• **EXERCISE DETAILS**
Print exactly what the entries say, line by line, from the first line down to the one with "### Describe why", inclusive.

• **EXTRACTED MATERIAL**
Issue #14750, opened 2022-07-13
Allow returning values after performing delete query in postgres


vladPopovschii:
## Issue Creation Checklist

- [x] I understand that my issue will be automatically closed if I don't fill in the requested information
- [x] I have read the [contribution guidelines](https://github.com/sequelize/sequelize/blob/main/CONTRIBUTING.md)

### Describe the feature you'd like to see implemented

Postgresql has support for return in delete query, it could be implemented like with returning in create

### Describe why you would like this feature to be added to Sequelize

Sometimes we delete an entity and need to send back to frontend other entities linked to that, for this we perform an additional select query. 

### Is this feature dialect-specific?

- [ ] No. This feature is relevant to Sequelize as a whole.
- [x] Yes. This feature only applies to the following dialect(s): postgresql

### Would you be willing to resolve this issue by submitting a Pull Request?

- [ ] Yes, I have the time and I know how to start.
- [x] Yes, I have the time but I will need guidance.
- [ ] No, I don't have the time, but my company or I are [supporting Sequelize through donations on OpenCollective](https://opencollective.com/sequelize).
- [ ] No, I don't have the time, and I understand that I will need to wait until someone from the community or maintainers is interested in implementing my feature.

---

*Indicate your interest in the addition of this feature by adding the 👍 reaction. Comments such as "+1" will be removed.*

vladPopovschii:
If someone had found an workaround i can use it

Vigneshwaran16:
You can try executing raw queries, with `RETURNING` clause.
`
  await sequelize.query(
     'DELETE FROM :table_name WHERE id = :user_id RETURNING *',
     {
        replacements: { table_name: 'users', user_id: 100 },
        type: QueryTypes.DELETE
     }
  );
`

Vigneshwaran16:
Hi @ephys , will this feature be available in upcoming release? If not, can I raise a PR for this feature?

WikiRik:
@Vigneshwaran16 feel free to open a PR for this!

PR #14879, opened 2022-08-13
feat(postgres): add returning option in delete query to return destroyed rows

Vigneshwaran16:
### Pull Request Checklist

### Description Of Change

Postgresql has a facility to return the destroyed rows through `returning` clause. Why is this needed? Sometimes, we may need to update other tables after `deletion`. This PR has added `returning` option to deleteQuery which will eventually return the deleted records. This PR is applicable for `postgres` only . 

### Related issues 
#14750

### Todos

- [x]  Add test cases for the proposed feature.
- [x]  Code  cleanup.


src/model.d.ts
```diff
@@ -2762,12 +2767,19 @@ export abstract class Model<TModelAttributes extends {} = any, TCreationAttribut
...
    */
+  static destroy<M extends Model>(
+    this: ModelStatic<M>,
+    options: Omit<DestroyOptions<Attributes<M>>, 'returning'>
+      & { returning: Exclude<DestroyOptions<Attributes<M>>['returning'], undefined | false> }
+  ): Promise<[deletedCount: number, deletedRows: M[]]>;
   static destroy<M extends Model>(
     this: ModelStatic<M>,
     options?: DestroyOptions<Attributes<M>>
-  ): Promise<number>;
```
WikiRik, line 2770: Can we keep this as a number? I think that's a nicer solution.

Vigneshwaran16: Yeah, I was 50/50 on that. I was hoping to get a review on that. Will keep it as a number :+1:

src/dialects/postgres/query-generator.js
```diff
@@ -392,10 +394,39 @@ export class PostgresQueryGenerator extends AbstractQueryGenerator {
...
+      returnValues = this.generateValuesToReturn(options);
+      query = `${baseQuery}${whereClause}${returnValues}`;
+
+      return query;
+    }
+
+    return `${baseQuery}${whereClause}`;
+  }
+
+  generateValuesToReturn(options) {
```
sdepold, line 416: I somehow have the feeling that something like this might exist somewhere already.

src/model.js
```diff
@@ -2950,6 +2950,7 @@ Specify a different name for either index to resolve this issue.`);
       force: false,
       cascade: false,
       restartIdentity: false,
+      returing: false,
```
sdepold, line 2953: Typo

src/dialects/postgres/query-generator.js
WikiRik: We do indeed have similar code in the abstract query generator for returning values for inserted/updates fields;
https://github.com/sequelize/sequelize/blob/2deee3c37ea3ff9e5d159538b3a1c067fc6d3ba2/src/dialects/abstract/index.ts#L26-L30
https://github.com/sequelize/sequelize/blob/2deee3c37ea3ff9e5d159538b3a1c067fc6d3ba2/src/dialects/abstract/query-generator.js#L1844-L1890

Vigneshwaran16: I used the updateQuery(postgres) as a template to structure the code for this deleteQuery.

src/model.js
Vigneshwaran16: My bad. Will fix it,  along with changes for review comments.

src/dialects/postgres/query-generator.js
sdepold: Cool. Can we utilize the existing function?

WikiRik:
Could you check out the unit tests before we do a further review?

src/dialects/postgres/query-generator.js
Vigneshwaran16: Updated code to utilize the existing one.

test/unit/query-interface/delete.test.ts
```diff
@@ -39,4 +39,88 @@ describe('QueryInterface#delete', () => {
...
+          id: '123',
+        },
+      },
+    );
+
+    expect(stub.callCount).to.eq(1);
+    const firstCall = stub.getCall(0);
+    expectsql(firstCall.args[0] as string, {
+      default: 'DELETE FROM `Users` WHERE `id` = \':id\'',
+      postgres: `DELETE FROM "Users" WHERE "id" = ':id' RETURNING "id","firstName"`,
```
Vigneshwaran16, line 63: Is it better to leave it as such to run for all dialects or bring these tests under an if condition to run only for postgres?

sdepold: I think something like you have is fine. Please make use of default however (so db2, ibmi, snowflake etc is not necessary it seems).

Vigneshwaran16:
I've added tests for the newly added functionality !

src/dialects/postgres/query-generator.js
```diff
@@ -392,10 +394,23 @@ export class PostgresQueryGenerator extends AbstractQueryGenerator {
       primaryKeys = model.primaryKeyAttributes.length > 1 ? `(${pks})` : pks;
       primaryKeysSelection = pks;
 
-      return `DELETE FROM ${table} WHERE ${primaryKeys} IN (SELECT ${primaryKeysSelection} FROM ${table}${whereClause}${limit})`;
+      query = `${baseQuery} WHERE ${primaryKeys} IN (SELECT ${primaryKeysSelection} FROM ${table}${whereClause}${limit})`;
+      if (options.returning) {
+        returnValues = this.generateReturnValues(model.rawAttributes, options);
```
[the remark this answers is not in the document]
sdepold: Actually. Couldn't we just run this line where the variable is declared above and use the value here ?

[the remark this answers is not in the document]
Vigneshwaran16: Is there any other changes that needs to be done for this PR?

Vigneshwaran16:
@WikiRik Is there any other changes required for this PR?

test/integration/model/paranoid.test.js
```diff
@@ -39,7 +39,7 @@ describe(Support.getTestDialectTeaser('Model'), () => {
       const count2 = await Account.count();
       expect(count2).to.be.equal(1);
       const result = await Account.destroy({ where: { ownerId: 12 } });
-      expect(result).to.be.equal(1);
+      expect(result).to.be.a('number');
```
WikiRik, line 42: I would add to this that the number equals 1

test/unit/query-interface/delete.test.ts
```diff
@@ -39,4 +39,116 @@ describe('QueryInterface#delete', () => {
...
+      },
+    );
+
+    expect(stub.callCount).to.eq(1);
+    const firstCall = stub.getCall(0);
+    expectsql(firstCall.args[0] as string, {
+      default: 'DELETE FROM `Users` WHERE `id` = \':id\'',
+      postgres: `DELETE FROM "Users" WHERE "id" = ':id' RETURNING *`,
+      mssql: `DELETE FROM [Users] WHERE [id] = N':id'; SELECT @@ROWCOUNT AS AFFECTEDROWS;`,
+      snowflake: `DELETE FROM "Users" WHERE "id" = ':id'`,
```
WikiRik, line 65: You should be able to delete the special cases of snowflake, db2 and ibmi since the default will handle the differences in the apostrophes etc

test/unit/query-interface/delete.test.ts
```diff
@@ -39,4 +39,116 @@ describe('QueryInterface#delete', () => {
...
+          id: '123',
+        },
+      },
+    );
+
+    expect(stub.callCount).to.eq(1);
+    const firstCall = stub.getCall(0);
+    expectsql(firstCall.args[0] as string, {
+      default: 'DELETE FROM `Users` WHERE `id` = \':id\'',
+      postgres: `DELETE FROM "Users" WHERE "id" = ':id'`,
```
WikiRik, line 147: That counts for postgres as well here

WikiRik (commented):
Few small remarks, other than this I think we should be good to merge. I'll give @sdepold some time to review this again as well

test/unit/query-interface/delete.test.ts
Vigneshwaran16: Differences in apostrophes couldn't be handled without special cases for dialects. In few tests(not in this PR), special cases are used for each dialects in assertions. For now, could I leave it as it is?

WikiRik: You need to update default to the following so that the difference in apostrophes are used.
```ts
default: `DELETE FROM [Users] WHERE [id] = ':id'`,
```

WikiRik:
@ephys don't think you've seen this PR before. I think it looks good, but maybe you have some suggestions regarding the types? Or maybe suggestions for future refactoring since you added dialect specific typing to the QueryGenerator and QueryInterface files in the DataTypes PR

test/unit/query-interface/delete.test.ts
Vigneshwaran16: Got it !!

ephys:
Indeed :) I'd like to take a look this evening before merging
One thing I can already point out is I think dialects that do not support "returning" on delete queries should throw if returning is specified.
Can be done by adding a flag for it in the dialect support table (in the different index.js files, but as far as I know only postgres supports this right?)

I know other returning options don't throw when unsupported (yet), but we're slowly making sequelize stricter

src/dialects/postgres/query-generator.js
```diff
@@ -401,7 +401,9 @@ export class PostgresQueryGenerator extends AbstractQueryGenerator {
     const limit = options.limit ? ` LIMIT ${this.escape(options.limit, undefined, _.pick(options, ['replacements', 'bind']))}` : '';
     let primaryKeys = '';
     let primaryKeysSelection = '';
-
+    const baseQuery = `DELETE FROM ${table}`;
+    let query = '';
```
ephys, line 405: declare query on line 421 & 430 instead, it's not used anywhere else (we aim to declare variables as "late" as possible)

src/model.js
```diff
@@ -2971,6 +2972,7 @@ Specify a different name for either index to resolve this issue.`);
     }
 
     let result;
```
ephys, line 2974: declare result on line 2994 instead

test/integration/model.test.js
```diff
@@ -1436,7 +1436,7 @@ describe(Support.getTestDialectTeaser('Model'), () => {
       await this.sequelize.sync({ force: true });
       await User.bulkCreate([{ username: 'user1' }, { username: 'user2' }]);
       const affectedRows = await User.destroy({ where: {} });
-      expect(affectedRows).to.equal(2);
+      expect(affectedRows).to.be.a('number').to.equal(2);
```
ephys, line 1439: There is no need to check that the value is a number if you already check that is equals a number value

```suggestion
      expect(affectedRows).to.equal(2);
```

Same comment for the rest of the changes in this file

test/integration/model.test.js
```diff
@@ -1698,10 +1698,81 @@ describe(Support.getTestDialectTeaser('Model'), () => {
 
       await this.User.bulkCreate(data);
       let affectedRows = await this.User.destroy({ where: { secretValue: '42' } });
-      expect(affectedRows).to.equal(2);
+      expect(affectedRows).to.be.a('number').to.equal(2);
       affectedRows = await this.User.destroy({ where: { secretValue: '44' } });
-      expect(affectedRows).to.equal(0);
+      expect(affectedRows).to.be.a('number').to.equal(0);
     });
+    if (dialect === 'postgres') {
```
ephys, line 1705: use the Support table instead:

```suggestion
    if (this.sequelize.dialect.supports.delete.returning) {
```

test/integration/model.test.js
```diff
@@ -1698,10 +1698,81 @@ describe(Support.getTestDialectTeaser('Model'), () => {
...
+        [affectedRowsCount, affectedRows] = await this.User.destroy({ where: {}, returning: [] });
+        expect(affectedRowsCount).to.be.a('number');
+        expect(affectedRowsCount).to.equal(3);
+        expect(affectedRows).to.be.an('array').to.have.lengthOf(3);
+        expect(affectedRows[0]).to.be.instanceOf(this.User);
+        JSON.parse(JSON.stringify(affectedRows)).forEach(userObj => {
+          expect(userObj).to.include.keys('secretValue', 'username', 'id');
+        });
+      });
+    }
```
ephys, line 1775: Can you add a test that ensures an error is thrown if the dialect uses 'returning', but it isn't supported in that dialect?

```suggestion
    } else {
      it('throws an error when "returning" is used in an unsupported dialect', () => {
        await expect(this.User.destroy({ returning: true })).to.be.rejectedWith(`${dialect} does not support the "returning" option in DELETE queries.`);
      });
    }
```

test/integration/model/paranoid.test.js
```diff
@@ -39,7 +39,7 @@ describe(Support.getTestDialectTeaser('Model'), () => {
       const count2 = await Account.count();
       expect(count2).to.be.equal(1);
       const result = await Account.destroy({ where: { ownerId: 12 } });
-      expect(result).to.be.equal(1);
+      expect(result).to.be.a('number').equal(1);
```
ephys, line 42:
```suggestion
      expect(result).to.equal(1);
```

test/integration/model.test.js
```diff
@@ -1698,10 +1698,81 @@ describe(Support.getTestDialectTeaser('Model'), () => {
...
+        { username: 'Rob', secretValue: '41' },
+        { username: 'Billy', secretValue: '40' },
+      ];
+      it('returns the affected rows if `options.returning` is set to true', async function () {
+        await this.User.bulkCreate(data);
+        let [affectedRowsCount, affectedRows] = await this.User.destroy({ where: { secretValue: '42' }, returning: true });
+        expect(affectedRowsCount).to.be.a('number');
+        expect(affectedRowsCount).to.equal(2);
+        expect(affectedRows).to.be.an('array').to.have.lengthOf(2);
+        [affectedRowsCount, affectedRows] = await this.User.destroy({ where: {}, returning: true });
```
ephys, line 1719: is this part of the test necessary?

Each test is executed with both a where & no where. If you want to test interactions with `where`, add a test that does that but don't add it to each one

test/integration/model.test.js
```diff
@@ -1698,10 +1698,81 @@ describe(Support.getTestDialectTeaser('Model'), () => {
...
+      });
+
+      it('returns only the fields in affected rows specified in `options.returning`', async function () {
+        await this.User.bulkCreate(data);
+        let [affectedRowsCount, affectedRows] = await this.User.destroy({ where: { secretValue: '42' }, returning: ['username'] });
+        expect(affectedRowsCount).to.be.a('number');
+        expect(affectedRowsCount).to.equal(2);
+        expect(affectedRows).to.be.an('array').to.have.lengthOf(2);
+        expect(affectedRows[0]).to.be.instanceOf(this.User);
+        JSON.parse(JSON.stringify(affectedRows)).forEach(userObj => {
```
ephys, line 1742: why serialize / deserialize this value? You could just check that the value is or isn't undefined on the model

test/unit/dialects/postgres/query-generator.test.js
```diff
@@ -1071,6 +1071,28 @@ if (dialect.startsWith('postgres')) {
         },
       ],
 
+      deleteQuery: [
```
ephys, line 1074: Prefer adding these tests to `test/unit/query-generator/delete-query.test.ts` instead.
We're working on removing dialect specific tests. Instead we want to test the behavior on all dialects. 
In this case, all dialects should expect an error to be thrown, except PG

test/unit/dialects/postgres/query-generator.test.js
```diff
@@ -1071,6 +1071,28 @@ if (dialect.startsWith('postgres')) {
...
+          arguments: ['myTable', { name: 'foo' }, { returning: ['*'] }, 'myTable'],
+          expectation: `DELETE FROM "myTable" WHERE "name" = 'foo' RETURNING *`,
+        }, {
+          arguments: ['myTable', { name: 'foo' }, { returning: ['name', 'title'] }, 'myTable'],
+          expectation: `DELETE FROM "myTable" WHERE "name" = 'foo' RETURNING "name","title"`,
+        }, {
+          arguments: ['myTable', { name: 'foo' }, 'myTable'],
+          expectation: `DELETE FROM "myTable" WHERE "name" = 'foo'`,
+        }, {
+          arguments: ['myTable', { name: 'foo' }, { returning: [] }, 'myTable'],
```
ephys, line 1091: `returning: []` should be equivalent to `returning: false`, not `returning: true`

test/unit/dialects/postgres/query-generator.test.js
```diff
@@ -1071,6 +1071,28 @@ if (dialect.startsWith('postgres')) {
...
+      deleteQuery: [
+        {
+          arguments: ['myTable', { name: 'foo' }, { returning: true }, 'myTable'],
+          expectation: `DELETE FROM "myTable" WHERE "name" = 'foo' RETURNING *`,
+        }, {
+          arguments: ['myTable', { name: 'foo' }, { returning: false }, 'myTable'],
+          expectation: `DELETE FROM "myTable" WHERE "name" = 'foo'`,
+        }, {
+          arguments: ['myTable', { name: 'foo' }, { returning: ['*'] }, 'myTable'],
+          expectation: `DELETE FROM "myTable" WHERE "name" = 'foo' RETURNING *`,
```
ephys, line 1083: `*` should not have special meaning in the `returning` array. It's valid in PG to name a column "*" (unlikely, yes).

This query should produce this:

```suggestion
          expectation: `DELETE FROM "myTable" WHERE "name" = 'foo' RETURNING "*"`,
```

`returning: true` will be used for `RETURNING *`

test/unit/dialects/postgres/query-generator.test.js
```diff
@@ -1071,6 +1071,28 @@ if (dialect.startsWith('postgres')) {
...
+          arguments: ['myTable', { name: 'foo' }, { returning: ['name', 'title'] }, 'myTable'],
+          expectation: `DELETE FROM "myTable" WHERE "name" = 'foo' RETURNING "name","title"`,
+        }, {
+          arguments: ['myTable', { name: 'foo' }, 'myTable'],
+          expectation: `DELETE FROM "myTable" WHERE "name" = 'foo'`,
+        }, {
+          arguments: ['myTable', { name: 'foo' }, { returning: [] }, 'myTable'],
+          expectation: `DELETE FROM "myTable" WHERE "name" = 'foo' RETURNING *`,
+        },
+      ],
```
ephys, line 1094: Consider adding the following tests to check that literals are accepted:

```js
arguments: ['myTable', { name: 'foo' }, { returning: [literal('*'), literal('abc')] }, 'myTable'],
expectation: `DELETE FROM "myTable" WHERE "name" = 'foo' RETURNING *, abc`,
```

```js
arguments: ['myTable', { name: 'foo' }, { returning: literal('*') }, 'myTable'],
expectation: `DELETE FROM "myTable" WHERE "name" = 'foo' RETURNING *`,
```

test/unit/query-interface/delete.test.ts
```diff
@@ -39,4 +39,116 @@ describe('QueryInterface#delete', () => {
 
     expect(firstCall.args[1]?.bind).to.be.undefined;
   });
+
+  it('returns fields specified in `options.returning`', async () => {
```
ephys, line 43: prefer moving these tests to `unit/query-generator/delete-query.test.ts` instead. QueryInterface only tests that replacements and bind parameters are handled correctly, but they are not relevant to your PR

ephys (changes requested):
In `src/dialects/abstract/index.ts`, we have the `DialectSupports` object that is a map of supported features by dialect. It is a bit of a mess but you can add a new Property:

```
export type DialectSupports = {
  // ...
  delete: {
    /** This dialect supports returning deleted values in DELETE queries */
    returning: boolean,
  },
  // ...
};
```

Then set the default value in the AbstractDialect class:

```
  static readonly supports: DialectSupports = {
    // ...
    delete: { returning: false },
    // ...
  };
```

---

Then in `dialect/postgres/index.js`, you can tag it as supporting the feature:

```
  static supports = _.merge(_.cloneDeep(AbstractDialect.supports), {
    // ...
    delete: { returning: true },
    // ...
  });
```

• **WRITTEN REPLY**
Issue #14750, opened 2022-07-13
Allow returning values after performing delete query in postgres


vladPopovschii:
## Issue Creation Checklist

- [x] I understand that my issue will be automatically closed if I don't fill in the requested information
- [x] I have read the [contribution guidelines](https://github.com/sequelize/sequelize/blob/main/CONTRIBUTING.md)

### Describe the feature you'd like to see implemented

Postgresql has support for return in delete query, it could be implemented like with returning in create

### Describe why you would like this feature to be added to Sequelize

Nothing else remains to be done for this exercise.